Go through the following data and transcribe exactly the stretch of lines from the one holding "one would produce" to the one holding "of native structures.", both included.

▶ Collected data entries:
Segment Open

PR #9913, opened 2026-08-16
feat(snippetz): add support for julia language

JosiahParry:
## Problem

This PR adds support for the [Julia](https://julialang.org/) programming language to the snippetz feature of Scalar.

We use Scalar to generate our API documentation for [ricochet](https://try.ricochet.rs/api/docs#tag/content).

Our tools target developers of the `R`, `julia`, and `python` programming languages. 

Scalar's API Snippets do not include Julia as a language. It would be great to support this small but mighty programming language community.

## Solution

We added support for [HTTP.jl](https://juliaweb.github.io/HTTP.jl/stable/api/client/) as a drop down value. 

<details><summary>AI Summary</summary>

## What

  Adds Julia as a code example target, using [HTTP.jl](https://juliaweb.github.io/HTTP.jl/stable/api/client/)
  as its client (`julia/http`).

  ## How

  The generator lives in `packages/snippetz/src/plugins/julia/http`, with the string
  escaping and collection formatting split into `src/libs/julia.ts` the way
  `libs/rust.ts` does it for reqwest. Registering the target in `GROUPED_CLIENTS`
  (`@scalar/types`) drives everything else: the clients array, the package export,
  the highlight.js language, the icon, the picker labels, and the generated .NET/Java
  enums and configuration docs.

  Decisions worth reviewing:

  - **Verb helpers where they exist.** `HTTP.get`/`post`/`put`/… for the standard
    methods, falling back to `HTTP.request("PURGE", …)` otherwise. `get`, `head` and
    `options` take no body argument in HTTP.jl, so a body on those methods is passed
    as the `body =` keyword instead.
  - **JSON bodies become `Dict`s** serialized with `JSON.json`, rather than a raw
    JSON string literal, so the snippet can be edited as Julia. Invalid JSON falls
    back to the literal text.
  - **Form bodies use the native types.** `Dict` for `x-www-form-urlencoded` (HTTP.jl
    derives the content type from it) and `HTTP.Form` / `HTTP.Multipart` for
    multipart. For multipart the request's `Content-Type` header is dropped, because
    `HTTP.Form` generates its own boundary and keeping the incoming one would produce
    a body the server cannot parse.
  - **Query parameters, cookies and basic auth are keyword arguments**
    (`query =`, `cookies =`, `basicauth =`) instead of being folded into the URL or
    a header, which is what the HTTP.jl client API is built around.
  - `$` is escaped in string literals, since Julia interpolates it.

  ## Alternatives considered

  - **Raw JSON string body** instead of `Dict` + `JSON.json`. Simpler and drops the
    `using JSON` line, but the snippet stops being editable as Julia — the same
    trade-off `r/httr2` resolves in favour of native structures.
  - **Appending the query string to the URL**, as `rust/reqwest` does. Correct, but
    hides the `query =` keyword that HTTP.jl users expect.
  - **An `Authorization: Basic …` header** rather than `basicauth = (user, pass)`.
    The header form also works on HTTP.jl 1.x, where `basicauth` is a `Bool`; the
    keyword form matches the current client API and reads better.
  - **`julia/httpjl` as the client id.** Kept `http`, matching `dart/http` and the
    package's actual name.

</details>

## Checklist

- [x] I added a changeset. 
- [x] I added tests.


JosiahParry:
Thanks all! Please let me know what needs to be done to support @JuliaLang in Scalar docs! <3

hanspagel (approved):
so cool!

JosiahParry:
<3 🚀

PR #9918, opened 2026-08-17
feat(sidebar): render sidebar navigation as links instead of buttons

marclave:
## What

Sidebar entries were `<button>` elements, so search engines could not crawl the navigation and users could not open an entry in a new tab. They now render as real `<a href>` links whenever a URL is available.

This is the sidebar used by the docs product on scalar.com, so the same `getHref`/`href` API applies there.

- ~~**``@scalar/components`** — `ScalarSidebarItem`, `ScalarSidebarButton` and `ScalarSidebarGroup` accept a new `href` prop. It has to be a *declared* prop rather than a fallthrough attribute, because `useBindCx` puts fallthrough attrs on the wrapping `<li>` instead of the anchor. Group labels were hard-coded to `is="button"` and now switch to an anchor when an href is set. The href is dropped when the item is `disabled` (an anchor cannot be disabled the way a button can) or when the rendered element cannot be a link.~~ Removed as not needed
- **`@scalar/sidebar`** — `ScalarSidebar` and `SidebarItem` accept a `getHref(item)` callback. Plain left clicks on the link still emit `selectItem` and drive in-app navigation; modified clicks (cmd/ctrl/shift/alt/middle) are left to the browser, so **open-in-new-tab now works**; clicks on decorator content outside the link keep their native behavior.
- **`@scalar/api-reference`** — passes `getHref` built on a new SSR-safe `makeHrefFromId`, so hrefs are present in server-rendered HTML and are spelled the same way as the URLs pushed to history (no duplicate URL spellings for one section).
- **`@scalar/helpers`** — new `isPlainLeftClick` helper.

Consumers that pass no href — the API client and the desktop app — render exactly as before, apart from two deliberate style fixes that apply to buttons too (inset focus ring, `cursor-default` on disabled/selected).

## Notes for reviewers

- **Hash routing gets no crawl benefit.** Search engines do not treat fragments as separate URLs, so the SEO win requires `pathRouting`. In hash modes the anchors still improve link semantics and open-in-new-tab. This is stated in the changeset rather than being implied away.
- **Keyboard semantics change**, as they must for links: Enter activates an entry, Space scrolls the page. No key handler was added to fake button behavior on an element announced as a link.
- **Collapsed groups are still absent from SSR HTML** (`<ul v-if="open">`), so deep links are only crawlable for groups expanded during SSR, e.g. via `defaultOpenAllTags`. Out of scope here and tracked separately.
- `makeHrefFromId` normalizes a degenerate id that would otherwise produce a protocol-relative (off-site) href — reachable when a document title slugifies to an empty string and the base path is empty.

## Visual

The change is intentionally pixel-neutral; the meaningful artifact is the rendered DOM. Verified live in the `api-reference` playground against the Scalar Galaxy document:

Before — every entry a button:

```html
<li><button type="button">Get a token</button></li>
```

After — every entry a crawlable link, with the discrete caret correctly left as a button:

```html
<li><a href="#scalar-galaxy/tag/authentication/POST/auth/token">Get a token</a></li>
```

Clicking still performs SPA navigation to the identical URL the href points at, the page title updates, and `aria-current="page"` lands on the selected entry.

## Testing

- 1710 api-reference, 207 sidebar, 73 components and 34 helpers unit tests pass.
- Full Playwright e2e suite (206 tests) passes; sidebar-entry locators moved from `getByRole('button')` to `getByRole('link')`, with a link/button union where the discrete caret is still a button.
- `types:check`, `biome`, `prettier`, `lint:vue` and `knip` clean; `changeset status` bumps the four changed packages.
- The branch went through five rounds of adversarial review-and-fix; the last round produced no findings.


packages/components/src/components/ScalarSidebar/ScalarSidebarButton.vue
```diff
@@ -25,25 +25,53 @@ export default {}
...
+  return href || undefined
+})
+
 const variants = cva({
   base: [
     'group/button peer/button flex items-stretch rounded p-2',
     'font-sidebar text-base/4  text-sidebar-c-2 no-underline wrap-break-word',
+    // Match the inset focus ring the theme reset gives buttons so the ring
+    // looks the same when the item renders as an anchor
+    'focus-visible:-outline-offset-1',
```
hwkr: I thought the reset already did this 🤔 If not it should

marclave: it defe doesn't and scalar.com sidebars aren't crawlable by SEO rip

packages/components/src/components/ScalarSidebar/ScalarSidebarGroup.vue
```diff
@@ -62,12 +64,27 @@ const { cx } = useBindCx()
...
+
+  // When the label is a link the browser navigates away unless the consumer
+  // prevented it, so the group only toggles once navigation is off the table.
+  // A modified click (meta, ctrl, shift, alt or a non-primary button) opens
+  // the link in a new tab and must not mutate the state of this tab.
+  if (href && !(isPlainClick && event.defaultPrevented)) {
+    return
+  }
+
+  // Only toggle the open state if the group is uncontrolled and not discrete
```
hwkr: This comment should probably be on the if up above

packages/components/src/components/ScalarSidebar/types.ts
```diff
@@ -8,6 +8,30 @@ import type { SidebarGroupLevel } from './useSidebarGroups'
...
+   * on the label follows the link. The caret sits inside that link, so a group
+   * with an href should be `controlled` or `discrete` for its toggle to be
+   * operable: `discrete` renders the caret as a separate button beside the
+   * link, while an uncontrolled group only toggles when the consumer prevents
+   * the default navigation in its own click handler.
+   *
+   * ScalarSidebarSection and ScalarSidebarNestedItems never render a link, so
+   * they ignore the href entirely.
+   */
+  href?: string
```
hwkr: So I don't think we actually need all this, the group should expose a slot so the button can be manipulated directly allowing href to be set on it (in @scalar/sidebar) presumably

hwkr (commented):
Is it cool if I have a look at this tomorrow? I don't know if we actually need all these props for the component changes

marclave:
ye sg

amritk (approved):
code looks good, lotta tests did not test myself

hwkr (approved):

PR #2949, opened 2023-04-28
[installinator] Run diskinfo before scanning for M.2s

jgallagher:
Works around https://github.com/oxidecomputer/stlouis/issues/395.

Segment Closed

▶ ANSWER:
    `HTTP.Form` generates its own boundary and keeping the incoming one would produce
    a body the server cannot parse.
  - **Query parameters, cookies and basic auth are keyword arguments**
    (`query =`, `cookies =`, `basicauth =`) instead of being folded into the URL or
    a header, which is what the HTTP.jl client API is built around.
  - `$` is escaped in string literals, since Julia interpolates it.

  ## Alternatives considered

  - **Raw JSON string body** instead of `Dict` + `JSON.json`. Simpler and drops the
    `using JSON` line, but the snippet stops being editable as Julia — the same
    trade-off `r/httr2` resolves in favour of native structures.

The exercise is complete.